Tordons le cou à un canard. Quand Google vient frapper à votre porte pour installer un 4e datacenter à Saint-Ghislain, vous ne pouvez pas dire non. Certains avancent la place que prennent les centaines de serveurs que le géant du web alignera une nouvelle fois pour stocker vos e-mails, héberger les vidéos que vous regardez via YouTube ou gérer l’ensemble de ses services. Idea, l’intercommunale de développement économique et d’aménagement du cœur du Hainaut, a fait le calcul: depuis son arrivée dans le Borinage, Google y dépasse le ratio minimal des 5 emplois créés à l’hectare bâti. Son ratio est supérieur à celui d’un secteur comme la pétrochimie. Cela reste très peu, mais c’est mieux que rien. D’autant mieux que rien que la Wallonie reste peuplée de friches avec près de 4.000 hectares mobilisables.

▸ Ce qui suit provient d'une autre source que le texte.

PR #63, opened 2022-06-20
Initial VM provisioning from template work

vfebvre:
Aim: provision an LPAR from an HMC template.

First step is to be able to provision an LPAR with minimum customization (LPAR name).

Un investissement opportuniste ne témoigne pas de la maturité de la Belgique technologique.

D’autres pointent l’impact environnemental colossal que représente une telle infrastructure énergivore. Sauf que le problème est global. Tant que nous enverrons toujours plus de mails, que nous consommerons toujours plus de streaming… nous aurons besoin de toujours plus d’espace de stockage. Ces datacenters seraient-ils meilleurs pour la planète ailleurs qu’en Wallonie? Ce jugement est trop facile. Google, comme Apple ou Facebook, s’attelle d’ailleurs à réduire la facture en CO2 de ses sites. À Saint-Ghislain, aussi.

Google à Saint-Ghislain, l’histoire est belle. Durable, donc. Ce qui nous dérange dans cette fable qu’on nous ressert aujourd’hui, c’est que ces 600 millions d’euros réinvestis confirment "notre position de pionnier du numérique acquise au cours de ces dernières années", selon la com’ de Charles Michel, Premier ministre sortant. En quoi? En quoi un investissement 100% opportuniste, lié à une capacité d’infrastructure disponible, témoigne-t-il de la maturité de la Belgique technologique? Le bilan des millions injectés par le gouvernement Michel dans l’écosystème digital, quelqu’un l’a-t-il déjà fait?

Subsidier incubateurs et écoles de codage, soutenir les levées de fonds de nos scale-ups via les invests publics, a-t-il créé de la valeur? On préférerait sincèrement que nos politiques se félicitent quand une pépite bruxelloise comme Collibra atteint 1 milliard de valorisation dans un marché aussi compétitif que la gestion des données numériques plutôt que de saisir l’opportunité Google pour le faire.

Facile.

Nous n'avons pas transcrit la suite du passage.